From the Molecular-kinetic theory of Ideal Gas
31. Boltzmann constant
The equation \((3-11)\) includes the ratio of the universal gas constant \(R\) to the Avogadro number \(N_A\). This relation is identical for all substances and is named Boltzmann constant in honor of Austrian scientist Ludwig Boltzmann, one of founders of the molecular-kinetic theory.
Boltzmann constant is equal to
\( k ~= ~\frac{R}{N_A} ~= ~1.38 \times 10^{-23} ~J/K \)
Equation \((3-11)\) can now be written in this way
\(\overline{E} ~= ~\frac{3}{2}kT \)(3-12)
Inserting \((3-12)\) in \((3-8)\), we find the equation for gas pressure through the concentration of molecules and temperature
\( p {~=~} nkT \)
From this, in particular, it follows that at the same pressures and temperatures the concentration of molecules is the same for all gases.
At \({~}p {~=~} 1 {~atm~}\) and \({~}T {~=~} 273^0K {~}(0^0C)\), \({~}n {~=~} 2.69 \times 10^{25} {~m^3~} (per{~}cubic{~}metre)\).

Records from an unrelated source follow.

PR #717, opened 2020-04-06
[OpenGL] 64-bit data type support

archibate:
Related issue = #664 

Currently I'm just adding float64 atomics... and didn't work.


archibate:
Why I can't done atomic of float64? Because I found `floatBitsToInt` not work for `int64`.
Maybe I want to only support atomic of float64 when `GL_NV_shader_atomic_float64` built-in instrins found?

archibate:
To test (didn't work well for now):
```py
import taichi as ti

ti.init(arch=ti.opengl)

x = ti.var(dt=ti.i64, shape=())

@ti.kernel
def func():
    x[None] = 233

func()
print(x[None])
```
and good night, Zzz..

archibate:
Fixed, ready for merge!

archibate:
Of course!

PR #764, opened 2020-04-13
[cli] ti test --arch argument not work, fix it

archibate:
Related issue = #... (if any)


archibate:
Not working because pytest doesn't pass the same taichi instance to forked children task now.

archibate:
> Cool! If I understand correcetly, you are assuming all the child process forked by pytest will inherit the `TI_WANTED_ARCHS` envvar?

Yes, I believe.

PR #796, opened 2020-04-16
[example] Add an Euler equation solver

KLozes:
Here's a compressible Euler equation solver! Its just a simple finite volume scheme with a HLLC Riemann solver. It already creates some nice images, but needs to be polished up a bit. I'll work on that tomorrow night :)

Related issue = #776 

### DIFF
--- a/examples/euler.py
+++ b/examples/euler.py
@@ -9,9 +9,11 @@ N = 512 # grid resolution
 CFL = .8
 IC_type = 0  # 0:sod
 BC_type = 0 # 0:walls
-img_field = 0 # 0:density, 1: schlieren, 2:vorticity, 3: velocity mag, 4: temperature
+img_field = 1 # 0:density, 1: schlieren, 2:vorticity, 3: velocity mag
 res = 1024  # gui resolution
-cmap_name = 'magma_r' # python colormap
+cmap_name = 'jet' # python colormap
+use_fixed_caxis = 0 # 1: use fixed caxis limits, 0: automatic caxis limits
+fixed_caxis = [0.0, 5.0] # fixed caxis limits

This number is called the Loschmidt constant or Loschmidt's number.
Historically, temperature was introduced for the first time as a thermodynamic value and the unit of measurement was set to a degree (see \(\S3\)). After establishing the relationship between temperature and the average kinetic energy of molecules, it became clear that temperature can be defined as the average kinetic energy of molecules and measured in joules, i.e. instead of the value of \(T\), enter the value of \(T^{\star}\) so that
\(T^{\star} {~=~} \frac{m\overline\upsilon{^2}}{2} \)
Defined temperature is related to the temperature measured in degrees
\(T^{\star} {~=~} \frac{3}{2}kT \)
Therefore, Boltzmann constant can be considered as a value linking temperature in energy units with temperature expressed in degrees. However, temperature measurement in degrees is still generally accepted.